PR #128, opened 2024-01-11
Handle phenotype creator errors

ielis:
Implement `Auditor` on `PhenotypeCreator`.

The phenotype creator checks some basic HPO term issues:
- the input `str` is a valid CURIE
- the CURIE corresponds to an HPO term id
- the term id is in the used ontology
- the term id is not obsolete

The offenders are dropped or updated (obsolete term IDs).

The rest is delegated to HPO toolkit's `ValidationRunner`, which should complain about terms not being descendants of *Phenotypic abnoramlity*, and about annotation propagation violations.


ielis:
@lnrekerle please have a look, please check the notebooks as we discussed, and give it a :+1: if looks good.

lnrekerle (approved):
Sorry this took me a bit to get to, but looks good!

WORK REQUIRED
For this exercise, please retype exactly the lines in the listing from the line with "- the term id is in the used ontology" through its last line, both ends included.

RESPONSE
- the term id is in the used ontology
- the term id is not obsolete

The offenders are dropped or updated (obsolete term IDs).

The rest is delegated to HPO toolkit's `ValidationRunner`, which should complain about terms not being descendants of *Phenotypic abnoramlity*, and about annotation propagation violations.


ielis:
@lnrekerle please have a look, please check the notebooks as we discussed, and give it a :+1: if looks good.

lnrekerle (approved):
Sorry this took me a bit to get to, but looks good!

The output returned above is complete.